Between the predetermined value of the derivative and the negative extreme value, the signal generated by the gain function generator 52 gradually reduces the gain of the gain control amplifier 46 from 1 to 0 along a linearly sloped curve. Although not limited to a particular set of numbers, in one embodiment, the predetermined value above which gain function generator 52 performs gain control is set to approximately -15 PS 17 minutes. In this example, the limit value above which the gain of gain control amplifier 46 is controlled to zero is approximately -50 PSI/min.

Depending on the application, the linear relationship between gain control and negative derivative may be replaced by another function. For example, a stepped linear relationship may be used instead of the smooth proportional relationship shown. Additionally, a non-linear relationship may be better between the negative derivative of vapor pressure and the gain of the gain control amplifier 46, and such a relationship is considered to fall within the spirit and scope of the present invention. Should.

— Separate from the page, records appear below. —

PR #1748, opened 2021-07-25
Improve documentation around runPythonAsync (#1748) [skip ci]

wlach:
* Fix some formatting issues that caused the example to render incorrectly
* Add a warning that this function will no longer load any imports for you


hoodmane:
Thanks! The example code is also wrong...

PR #1749, opened 2021-07-26
MAINT Add Js_IDENTIFIER, new hiwire_CallMethod commands

hoodmane:


danainacore (commented):
- -

rth:
Could you add more description about the goal of this PR?

hoodmane:
We have two ways of making Javascript method calls from C:
1. via a helper `EM_JS` function (or using `EM_ASM` but that has various drawbacks).
2. via one of the `hiwire_call` functions

Having `EM_JS` helper functions is not great for code readability because they tend to contain chunks of logic that would not otherwise be factored out as a separate function if it weren't for the ffi constraints. Prior to these changes we also have the problem that most of these helper functions do the obvious thing, but some have surprising extra logic (e.g., `hiwire_call_get_method`). So for these reasons it's preferable to avoid helper methods when possible. When helper functions are necessary it would be good to name them in a standard way derived from the function they are helpers for and to put the definitions of the helper functions next to the function they are helpers for, rather than putting them in `hiwire.c` even if they perform a pretty specific task only to be used in one place.

On the other hand, `hiwire_call_method` has the issue that it does repeated conversions of C strings to Javascript every time the method is called. So we want to avoid helper methods, but we want to have static Javascript strings from C. CPython has the same issue of needing a convenient way to declare and use static Python strings from C, which uses this `Py_IDENTIFIER` macro. I copied the definition of `Py_IDENTIFIER` to make a `Js_IDENTIFIER` macro which serves the same purpose but for static Javascript strings.

With this in place, I replaced all the `hiwire_has_XXX_method` calls in `jsproxy.c` with a single `hiwire_HasMethodId` call that can be used for all of them, and similarly almost all of the `hiwire_call_XXX_method` calls can be replaced by `hiwire_CallMethodId` variants. 

The one surprising one `hiwire_call_get_method` which has extra logic to try to distinguish "value missing" from "value present but is undefined". This got moved out of hiwire into a helper function defined right next to the function body, making it clearer that there is custom logic.

src/core/hiwire.h
```diff
@@ -47,6 +47,20 @@ extern const JsRef Js_null;
...
+  JsRef object;
+} Js_Identifier;
+
+#define Js_static_string_init(value)                                           \
+  {                                                                            \
+    .string = value, .object = NULL                                            \
+  }
+#define Js_static_string(varname, value)                                       \
+  static Js_Identifier varname = Js_static_string_init(value)
+#define Js_IDENTIFIER(varname) Js_static_string(JsId_##varname, #varname)
```
rth, line 62: Maybe you could add a comment to indicate that this is defined by analogy with https://github.com/python/cpython/blob/24da544014f78e6f1440d5ce5c2d14794a020340/Include/cpython/object.h#L17 to give a bit more context about why this is done for anyone reading it?

src/core/jsproxy.c
```diff
@@ -479,6 +486,24 @@ JsProxy_ass_subscript_array(PyObject* o, PyObject* item, PyObject* pyvalue)
   return success ? 0 : -1;
 }
 
+EM_JS_REF(JsRef, JsProxy_subscript_js, (JsRef idobj, JsRef idkey), {
```
rth, line 489: A 1 line (or a few line) description of what this does would be useful.

rth (approved):
Thanks for this PR. It's good to be able to remove those specialized `hiwire_has_XXX_method` methods. LGTM aside from a couple of minor comments.

PR #1750, opened 2021-07-26
Don't bind a port in run_docker by default

hoodmane:


rth (approved):
Sounds good, but would probably deserve a changelog entry, as this can be unexpected for users.

PR #1753, opened 2021-07-27
Use lazy_wheel in micropip

### LINKED ISSUE #1619: Strange behavior with importing seaborn !
Hello! 
Someone ran into issues importing seaborn through a starboard notebook and, at first it seemed like a simple issue of wheel availability and versions. 
But in trying to find a specific version that maybe works, something just doesn't seem right. 

Ultimately I think that 
micropip.install('seaborn==0.9.0') worked in pyodide 0.16 but it doesn't seem to work in 0.17, and I can't quite figure out why! 

The post + my original response is here, for further context: 
https://community.starboard.gg/t/issue-with-micropip-installing-packages/100

### LINKED ISSUE #1745: Fix micropip dependency resolution for old package versions
Micropip does not correctly handle dependency resolution for old package versions #1619. It is difficult to fix because collecting the dependencies for old versions of a package from pypi is not that easy. pip uses a complicated scheme involving range requests, but pypi does not set CORS headers on responses to range requests pypa/conveyor#11 so we cannot use the same approach.

I opened another issue about this pypa/warehouse#9835 suggesting that they should add some simpler method of getting requirements of old package versions. This would allow improvements to pip too.

I think in the meantime since #1596 has been merged we should consider moving to a slower but correct approach and caching dependencies in IDBFS if possible. Perhaps other methods of caching package dependencies could also be explored.

hoodmane:
This fixes #1619 and #1745. We still use a greedy algorithm to resolve dependencies, but we use the correct dependencies for old versions of packages and for packages hosted at custom URLs.

Most of the new code is copied directly from pip, with some dependencies removed and the requests in `lazy_wheel` replaced with web apis.

Large portions of `pkg_resources.py` can probably be deleted. I copied it from https://github.com/pypa/pip/blob/main/src/pip/_vendor/pkg_resources/__init__.py and then deleted just the things that caused trouble.

Closes #1619
Closes #1745


rth:
If we adapt code from pip with a few modifications, I think it would be better to put it inder micropip/externals/pip/ folder (ideally preserving more or less their tree structure) so it's a bit clearer what's our code what is the code from external sources. It would make it more obvious to sync with upstream changes if necessary in the future for instance.  It also makes it possible to assume that that code is tested and we don't need to write tests for it (the folder can be excluded from code coverage).

> Large portions of pkg_resources.py can probably be deleted.

Yes, running https://pypi.org/project/vulture/ on that code might help.

hoodmane:
> running pypi.org/project/vulture on that code might help

It was indeed useful. Reduced file to 500 lines from 3000.

hoodmane:
> it would be better to put it under micropip/externals/pip/ folder (ideally preserving more or less their tree structure)

Done.

packages/micropip/src/micropip/externals/pip/_internal/network/lazy_wheel.py
```diff
@@ -0,0 +1,257 @@
+"""Adapted from
+https://github.com/pypa/pip/blob/main/src/pip/_internal/network/lazy_wheel.py"""
```
rth, line 2: Could you indicate the version used (or commit hash)? Maybe in `packages/micropip/src/micropip/externals/pip/__init__.py` and then this header is no longer necessary. The link to master is going to be non accurate in a few months/years anyway.

packages/micropip/src/micropip/micropip.py
```diff
@@ -21,10 +22,11 @@
...
 
 if IN_BROWSER:
-    # In practice, this is the `site-packages` directory.
-    WHEEL_BASE = Path(__file__).parent
+    import site
+
+    WHEEL_BASE = site.getsitepackages()[0]
 else:
-    WHEEL_BASE = Path(".") / "wheels"
+    WHEEL_BASE = str(Path(".") / "wheels")
```
rth, line 29: Probably better to keep paths as `Path` (i.e. make the one above a Path as well). It's used in `Zipfile.extractall` which should support it.

src/py/_pyodide/console.py
```diff
@@ -97,8 +98,13 @@ def __init__(
...
     def __call__(self, source, filename, symbol) -> CodeRunner:  # type: ignore
         return_mode = self.return_mode
-        if self.quiet_trailing_semicolon and should_quiet(source):
-            return_mode = None
+        try:
+            if self.quiet_trailing_semicolon and should_quiet(source):
+                return_mode = None
+        except TokenError:
+            # Invalid code, let the Python parser throw the error later.
+            pass
```
rth, line 106: Is this related to this PR?

rth (commented):
Thanks! Overall looks good to me assuming CI passes. So this would make one more API call to PyPi per package, right?

src/py/_pyodide/console.py
hoodmane: Nope, just saw this issue in the process of working on this PR. I will move it into a separate PR.

rth:
Could you add a changelog entry as well?

hoodmane:
> assuming CI passes

It doesn't work quite yet, I need to add an extra hack to get around the fact that `fetch` is asynchronous but zip expects reading from a file descriptor to be synchronous.

> one more API call to PyPi per package, right?

I think it will most commonly it will make two, but this depends on implementation details of `zipfile.py`. I will write a detailed explanation of how it works in a few minutes.

hoodmane:
It seems possible to make it most often take one request, sometimes two, and very rarely more than two. If the wheel isn't from pypi, then it needs one more request to find out how big the wheel is.

hoodmane:
There is a problem loading the url in `test_install_custom_url`, I'm not sure what it is though.

rth:
Are you sure our test server supports range requests?

hoodmane:
Well it's not purely a range request issue because `test_install_custom_relative_url` passes but `test_install_custom_url` fails. Confusing...

hoodmane:
Okay so specifically what happens here:
1. If the wheel is from a custom URL, we need to make an api call to find out the size of the wheel. If it's from pypi, the metadata includes the size and we can skip this.
2. We make a temporary file of the same length as the zip file. We need to load enough data to get the zip header data. This is at the end of the zip file and has variable length depending on how many files are in the zip archive. We load 10kb at the end of the file to start, it certainly will include the `end of central directory` which has some variable length components but these seem they seem to be short or absent in wheels. For all but very big wheels it will also include all of the "central directory".
3. We try to unzip the temp file and record where reads occur.
4. If any reads occur outside of already loaded regions, we catch any error that occurs and load a chunk of the file around the read. Currently I am making 10kb requests, this is tuned towards preferring fewer requests over minimizing data loaded. Then we try to unzip again. When unzipping and loading the METADATA file succeeds, we don't need to load any more of the zip.

If we are lucky and the METADATA file is near the end, we might make only one request and get all the METADATA. This seems to happen a decent percentage of the time. If we are unlucky, we will probably have to make a second request to get the METADATA file. We generally shouldn't have to make more than two requests (plus one extra to get the size of the wheel from custom url).

I do sort of wonder whether this is actually faster than just loading the whole wheel.

hoodmane:
It does seem to be failing at the range request though.

rth:
Wow, I haven't realized that business with hacking the zip extraction files in pip. Though it makes sense to use the head information from the zip.

> I do sort of wonder whether this is actually faster than just loading the whole wheel.

Yes, so they do that because they want to be able to [support backtracking](https://pip.pypa.io/en/stable/topics/dependency-resolution/#backtracking) I assume without downloading downloading lots of wheels for a package. Also wheels can be huge (e.g. https://pypi.org/project/tensorflow/ is 450MB) but even allocating an empty file with it would still be somewhat of a problem.   

In our case though we don't support it yet. So once we try to install of version of a package A (A) that requires packages B (B) with version that's incompatible to the currently installed version B (X), we are not going to try a different version of A, right? So that means that each wheel will be downloaded only once anyway? 

Unless we do plan to support backtracking in the future (by adapting more of pip code) in which case supporting this would make sense.

hoodmane:
> Wow, I haven't realized that business with hacking the zip extraction files in pip. 

It's a cool hack but I think it's crazy that they do this.

> each wheel will be downloaded only once anyway?

I believe so. The thing is, in the ideal case we could do dependency resolution first and once dependency resolution is complete load all full wheels in parallel. Many of these LazyWheel instances only require a single 10kb request, though others require two 10kb requests again depending on layout of the wheel which is kind of random. If many wheels require only one request, then I think this LazyWheel thing could be a speed improvement even with a greedy resolver. But I agree it would be more helpful with a backtracking resolver.

I think if we ever do a backtracking resolver, we should put a strict limit on how much it will backtrack to achieve a good bound on runtime. A bit of backtracking can add convenience without wrecking the runtime. Guaranteeing to find a solution if it exists is a bad idea since dependency resolution is an NP Hard problem and hard cases appear in practice. It is better for everyone if we fail after at most a limited amount of backtracking so people can do the resolution manually and preload the right versions of dependencies. Hard coding solutions is extra work but it is worth it if it helps to avoid large and unpredictable runtime costs.

hoodmane:
Closed in favor of #1756.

As will be apparent to those skilled in the art from the above description, the effects of rapid drops in vapor pressure are mitigated or eliminated by the present invention. All pressure change rates above a predetermined limit (-15 PS I/min in the illustrated embodiment) are considered to be within the normal range and are not affected by the present invention.

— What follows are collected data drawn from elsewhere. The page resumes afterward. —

PR #1755, opened 2021-07-29
Update webworker.md (#1755) [skip ci]

teonbrooks:
If I understand this correctly, loadPyodide now returns a pyodide object and doesn't attach to the global namespace. I think this should now refer to the `self.pyodide` instead of `pyodide`


hoodmane:
I think this is a neutral edit since `self` is the `WebworkerGlobalScope` so the only difference between `self.name` and `name` is what happens if `name` wasn't declared. Probably it's more obvious to a reader to say `self.pyodide`.

Thanks @teonbrooks!

PR #1756, opened 2021-07-29
Simpler dependency handling for micropip

### LINKED ISSUE #1619: Strange behavior with importing seaborn !

### LINKED ISSUE #1745: Fix micropip dependency resolution for old package versions

hoodmane:
This is a simpler alternative to #1753 that skips the whole `LazyWheel` thing and just downloads the whole wheel directly. Hopefully we can merge this for v0.18 and then assess the merits of `LazyWheel` / #1753 separately after the v0.18 release.

Closes #1619
Closes #1745


hoodmane:
This is around 2x faster than `LazyWheel` (installing sphinx takes about 10 seconds with `LazyWheel` and 5 seconds this way and on master). I wonder if it is even worth using `LazyWheel` for doing dependency resolution, probably it's better to make fewer requests and not worry about downloading unneeded data.

hoodmane:
Yet again `install-custom-url` is failing.

packages/micropip/src/micropip/micropip.py
```diff
@@ -222,13 +239,20 @@ async def add_requirement(self, requirement: str, ctx, transaction):
...
+    async def add_wheel(self, name, wheel, version, extras, ctx, transaction):
+        transaction["locked"][name] = version
+        response = await fetch(wheel["url"])
+        wheel_bytes = (await response.arrayBuffer()).to_py()
+        wheel["wheel_bytes"] = wheel_bytes
 
-        recurs_reqs = metadata.get("info", {}).get("requires_dist") or []
-        for recurs_req in recurs_reqs:
+        zip_file = ZipFile(io.BytesIO(wheel_bytes))  # type: ignore
+        dist = pkg_resources_distribution_for_wheel(zip_file, name, "???")
```
rth, line 251:
```suggestion
        with ZipFile(io.BytesIO(wheel_bytes)) as zip_file:  # type: ignore
            dist = pkg_resources_distribution_for_wheel(zip_file, name, "???")
```

rth (commented):
Generally LGTM. +1 to merge this simpler implementation. 

> Yet again install-custom-url is failing.

Hmm, looks like something is different between PyPi and hosting ourselves. Don't have much ideas about it short of spending time debugging..

hoodmane:
Okay it's definitely getting a 404.

hoodmane:
Okay the problem is really simple, I changed the url in the test and for some reason I didn't look at the diff with the test on `main` until just now.

hoodmane:
Should be fixed.

PR #1758, opened 2021-07-29
Avoid circular references when runsource raises SyntaxError

hoodmane:
Futures create risk of generating circular references because exceptions have a reference to the call frames that were unwound when they threw. If local variables in those frames carry a reference to the future, then this is a circular reference: future ==> exception ==> frame ==> future. These circular references can take a long time to be reclaimed and keep local variables around for much longer than necessary. This removes references to the Future from the call frame in a finally block and also strips the local variables from the call frame of SyntaxErrors (these frames would never be interesting anyways).


rth:
Looks like `test_console*` tests fail?

hoodmane:
Yeah I'm confused what is going on with that: setting a couple of variables equal to `None` in a finally block should be pretty harmless? This isn't super high priority though, I'll try to fix it when I get around to it.

PR #1760, opened 2021-07-30
Update libffi to tip of tree

hoodmane:
Libffi merged my changes to their test suite a while back so diff from upstream libffi shrank a lot.


rth (approved):
Thanks for contributing it upstream!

Although the present invention has been described in detail with reference to the drawings, the present invention is not limited to these embodiments, and it will be apparent to those skilled in the art that there is no deviation from the scope or spirit of the present invention as defined in the claims. It will be understood that various changes and modifications may be made without limitation.

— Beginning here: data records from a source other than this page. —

PR #1761, opened 2021-07-30
Add cffi package

hoodmane:


hoodmane:
@rth I think this works now (tests pass locally).

pyodide-build/pyodide_build/buildpkg.py
```diff
@@ -99,7 +99,7 @@ def download_and_extract(
         srcdir = Path(pkg["source"]["path"])
 
         if not srcdir.is_dir():
-            raise ValueError("'path' must point to a path")
+            raise ValueError("'path' must point to a directory that exists")
```
rth, line 102: Maybe,
```suggestion
            raise ValueError(f"path={srcdir} must point to a directory that exists")
```
while we are at it,

packages/cffi_example/meta.yaml
```diff
@@ -0,0 +1,11 @@
...
+  name: cffi_example
+  version: "0.1"
+requirements:
+  run:
+    - cffi
+source:
+  path: python-cffi-example
+test:
+  imports:
+    - cffi_example
```
rth, line 11: Could you add about/home link pointing to github as well and the license? Actually can't we install it from a Github release? Or did you make lots of changes to the example?

rth (approved):
Great! A few minor comments otherwise LGTM.

packages/cffi_example/meta.yaml
hoodmane: I did not make many any changes to the example (just deleted some unneeded files). I don't think there is support in `pyodide-build` for loading a github repo, and they don't have seem to have made any releases. But I agree we should fix it to download it from github in some way.

rth: Even without a release you should be able to download it as https://github.com/wolever/python-cffi-example/archive/refs/heads/master.zip  Or with the appropriate commit in the URL. It's the "Download Zip" button,
image

Issue #1725, opened 2021-07-19
Add docs for using Pyodide from Node


rth:
We would need to add some docs on how to use Pyodide with Node. For now probably the usage would involve,
 - npm installing Pyodide
 - downloading the archive of packages
 - pointing to the folder with packages when loading Pyodide

Then we can see if some caching https://github.com/pyodide/pyodide/issues/14#issuecomment-875116949 could making it into this release.

@hoodmane Can we decide under which name we are going to upload the npm package https://github.com/pyodide/pyodide/discussions/1403#discussioncomment-972302 ?

keverw:
Yeah, I was here looking how to use with Node! That would be nice! I'm taking a class for college where we use Python in the fall while I've already have experience with programming and a huge fan of TypeScript/Node ecosystem so being able to use Python code in my Node/React projects be nice! I know Python has a huge module ecosystem too, so sounds like the best of both worlds!

hoodmane:
I'm good with putting it at `pyodide`. It seems that a lot of packages have the main package at `some_name` and side modules at `@some_name/submodule`.

rth:
Let's do that then.

PR #1762, opened 2021-07-30
Release src/js as a npm package

rth:
Changes to be able to release of src/js as a standalone NPM package  (https://www.npmjs.com/package/pyodide).

Closes https://github.com/pyodide/pyodide/issues/328
xref: https://github.com/pyodide/pyodide/issues/14

Will add more documentation for using Pyodide in Node (https://github.com/pyodide/pyodide/issues/1725) in a follow up PR.


src/core/pyproxy.js
```diff
@@ -17,7 +17,7 @@
  * See Makefile recipe for src/js/pyproxy.js
  */
 
-import { Module } from "../js/module.js";
+import { Module } from "./module.js";
```
hoodmane, line 20: This will mess up the PyProxy API docs.

hoodmane: I guess we can make a symlink `pyproxy.js` ==> `../core/pyproxy.gen.js`.

hoodmane: Actually the output it doesn't seem to be messed up so I guess this change is fine by itself.

src/js/README.md
```diff
@@ -1,12 +1,40 @@
...
 
-The Javascript code in this folder is responsible for the following tasks:
+<a href="https://www.npmjs.com/package/pyodide"><img src="https://img.shields.io/npm/v/pyodide" alt="npm"></a>
 
-1. Defines the public Javascript API
+## Usage
+
+Download and extract Pyodide packages from [Github
+releases](https://github.com/pyodide/pyodide/releases)
+(`pyodide-build-*.tar.bz2`). The version of the release needs to match exactly the version of this package.
```
hoodmane, line 9: We should try to simplify this by copying the `build` directory into `src/js` in the `prepublish` script.

rth: I agree that we need to simplify, but as discussed in https://github.com/pyodide/pyodide/issues/14#issuecomment-875116949 I'm not convinced that bundling all packages is the solution. We need a solution that would also work for micropip installed packages anyway. 

So I'm planning to add some local caching next and support remote CDN in node so there is no difference between browser and node usage when starting Pyodide.

rth:
Merging. We can improve this in follow up PRs.

PR #590, opened 2019-12-31
Mac catalina build

aseering:
Closes https://github.com/iodide-project/pyodide/issues/213

I ran into some trouble building Pyodide on my Mac running OS X Catalina (10.15).  Looks like this is a known issue, tracked by https://github.com/iodide-project/pyodide/issues/572 .  I hacked things into working and put together a PR.

PR #1770, opened 2021-08-01
Changes for Mac compatibility and JS build tweaks

gzuidhof:
Changes so far:
* Use `python3` explicitly everywhere (on Mac one will have `python` and `pip` point towards Python 2 😖 
* Replace `sed` commands to be cross-compatible, see comments. I wish it was prettier.
* Don't rely on npx (I personally see it as dangerous even, if someone pushes a malignant version of typescript we will just run it without noticing), instead we save the tools we need as dependencies.
* CD into `/emsdk` and then source the `emsdk_env.sh` file.. For some reason that does work on Mac.
* Add missing exports to make the Typescript compiler happy.

I'm close to getting everything to build on a Mac. The only thing that seems to be broken still is trying to convince the python package builder to use `glibtool` instead of the Mac version of that, I'm not that familiar with `configure` and how to set a flag to make it do that (tips are welcome!)

I'm trying stuff like `make "CFLAGS='-fPIC'" "LIBTOOL='glibtool -static'"`, but I don't think that makes it through the sh file into the py file into make..


Makefile
```diff
@@ -106,7 +110,7 @@ src/js/pyproxy.gen.js : src/core/pyproxy.* src/core/*.h
 	echo "// This file is generated by applying the C preprocessor to core/pyproxy.js" >> $@
 	echo "// It uses the macros defined in core/pyproxy.c" >> $@
 	echo "// Do not edit it directly!" >> $@
-	cat $< | $(CC) -E -C -P -imacros src/core/pyproxy.c $(MAIN_MODULE_CFLAGS) - >> $@
+	cat src/core/pyproxy.js | $(CC) -E -C -P -imacros src/core/pyproxy.c $(MAIN_MODULE_CFLAGS) - >> $@
```
gzuidhof, line 113: `$<` would end up with `pyproxy.c` being passed into this, don't ask me why.

hoodmane:
Does this superceed #590?

> Use python3 explicitly everywhere

I think it is important to use a virtual environment. We really need Python 3.9.x and on most machines python3 won't point there by default.

gzuidhof:
Ah I wasn't aware of that PR. It's very possible a bunch more tweaks are needed to build the individual packages.. this PR contains some first steps towards cross compilability.

rth (commented):
Generally looks good, however yes better to revert the python3 commands and I'll update the documentation to indicate that a virtualenv with the same python version needs to be used.

Also CI currently fails with `ReferenceError: loadPyodide is not defined` so some change here does break the build on linux.

hoodmane:
It would probably be helpful to install gnu-sed for mac builds:
https://stackoverflow.com/a/27834828/1942152

Since we don't test the mac build, it might be hard for us to ensure that all uses of sed continue to be compatible with mac sed strangeness.

src/core/pyproxy.js
```diff
@@ -274,7 +274,7 @@ Module.callPyObject = function (ptrobj, ...jsargs) {
  * @typedef {(PyProxyClass & {[x : string] : Py2JsResult})} PyProxy
  * @typedef { PyProxy | number | bigint | string | boolean | undefined } Py2JsResult
  */
-class PyProxyClass {
+export class PyProxyClass {
```
hoodmane, line 277: Are these `export` keywords relevant?

gzuidhof: They were for me: the reason being that these get referenced in the types, so a package importing something else from this file might return this type indirectly. Typescript would complain without it

wlach:
> Since we don't test the mac build, it might be hard for us to ensure that all uses of sed continue to be compatible with mac sed strangeness. It seems pretty likely that the CI build failures are due to the sed changes because there aren't that many other changes.

GitHub actions has pretty good support for Mac. It might be worth merging a modified version of #1690 just for that.

rth:
Thanks for this work. Closing as it should now work (we have MacOS in CI). If there are any remaining fixes it would be easier to open a new PR than to resolve conflicts probably.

[Brief explanation of the drawing]

FIG. 1 is a simplified system diagram of a steam turbine generator system to which reference will be made in describing the present invention. FIG. 2 is a simplified block diagram of a portion of the control device of the present invention. r-1

Claims (1)

[Claims] 1. In a control device for controlling a steam turbine generator using output feedback, means for creating a load reference error, which is supplied to the turbine in response to the load reference error; Steam control means for controlling the amount of steam; means for generating a rate of change signal in response to a rate of change in steam pressure of the steam turbine generator; and a value of the rate of change signal representing a negative rate of change less than a predetermined value. gain control means for reducing said load reference error in response to said load reference error, said gain control means for making said steam turbine generator load application relatively insensitive to reductions in steam pressure exceeding said predetermined value; A control device characterized by: 2. The gain control means is means for controlling the gain of the steam control means in a linear relationship with respect to a decrease in the negative value of the change rate signal when the negative value of the change rate signal is smaller than the predetermined value. 2. The control device according to claim 1, comprising: 3. The control device according to claim 2, wherein the gain control means includes means for controlling the gain to zero when the negative value reaches a second predetermined value smaller than the predetermined value. . 4. A method of controlling a steam turbine generator using power feedback, the method comprising: generating a load reference error; controlling the amount of steam supplied to the turbine in response to the load reference error; creating a rate-of-change signal in response to a rate of change in steam pressure of the turbine generator; reducing the load reference error in response to a value of the rate-of-change signal representing a negative rate of change smaller than a predetermined value; A method of controlling a steam turbine generator, characterized in that the steam turbine generator is made relatively unresponsive to a decrease in steam pressure exceeding a predetermined value.